I’m a year away from the peak of my Saturn return. Right now, life is sweet enough to take a moment to express gratitude.
I have such rich friendships. My friends and I watch films, each other and explore our city. We laugh at hockey games and YouTube videos. We host and attend game nights, holiday parties (yes, Hallmark holidays too), and take walks around our favorite neighborhoods. We cheer each other on through individual and shared successes and sit with each other when we experience loss and grief. I’m solving complex problems in my day to day, building a career I love in a field that’s so exciting to me, and making strides in my own mental health with regular therapy visits and medication for anxiety.

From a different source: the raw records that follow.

PR #889, opened 2019-06-13
Prefer terminal wins (and avoid loss) when picking best children.

### LINKED ISSUE #837: Search or move selection should prefer (shorter) mates
Not implemented in #822 but exists in #700, I quickly put together a buggy implementation to explore what's there to consider, and what is actually meaningful to implement.

Screen Shot 2019-04-22 at 10 26 44 AM
```
position fen 7k/6pp/5p2/8/5R1Q/8/7K/8 b - - 0 1 moves g7g6 h4f6 h8g8

f4e4 N:    9282 (P:  3.87%) (Q:  1.00000) (U: 0.05047) (Q+U:  1.05047) (V:  1.0000) (T101) 
h2h3 N:   15911 (P:  6.63%) (Q:  1.00000) (U: 0.05047) (Q+U:  1.05047) (V:  1.0000) (T101) 
f6e6 N:   44797 (P: 36.96%) (Q:  0.99995) (U: 0.10002) (Q+U:  1.09997) (V:  0.9984) 
f6e7 N:  108277 (P:  1.32%) (Q:  1.00000) (U: 0.00147) (Q+U:  1.00147) (V:  1.0000) (T3) 
f6d8 N:  121259 (P:  1.48%) (Q:  1.00000) (U: 0.00147) (Q+U:  1.00147) (V:  1.0000) (T3) 
f6f7 N:  252327 (P:  2.03%) (Q:  1.00000) (U: 0.00097) (Q+U:  1.00097) (V:  1.0000) (T2) 
f6f8 N:  519160 (P:  2.03%) (Q:  1.00000) (U: 0.00047) (Q+U:  1.00047) (V:  1.0000) (T1) 
```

If I reflect on where I was three years ago (in a relationship I was unhappy with, struggling to find meaningful community, working through unmedicated anxiety), to where I am now (in a happy relationship, with a perfect apartment and able to put myself first). I’m happy. I made every right decision I could. The only fault I can gather is that I did not communicate my thoughts with kindness, and I’m taking that feedback with grace.
I’m struggling to settle into a good routine. Some days, my work takes up all of my spoons and I’m left with little to recover. I find I feel better when I move my body, spend time outside and leave my phone in another room. The things I struggle with have little impact on me at the moment, but compound over time. I find myself having the same conversions over and over again with those I love, promising a different outcome but failing to free myself from having the conversation in the first place.
I’m grateful for my community of friends who know me well enough to have tough conversations with me. I’m grateful to share space with my friends and parallel play, explore the city we share, and have cozy game nights. I’m equally as grateful for my own space that allows me to express my creative freedom. My home feels like a true extension of me, with deep colored rugs, color in almost almost crevice, and art that inspires me that adorns my walls. I’m proud of my past and future self who has evolved in this space. I’m equally as grateful for a career that allows me the comfortability to relax in my space and plan for my future. I know life won’t always be this calm and my struggles will come in waves. At this stage in my life, I’m grateful to have what I have. Material or non-material, I’ve been lucky to experience softness and abundance from the actions of my past self. For that, I am grateful and welcome in whatever life has in store for me.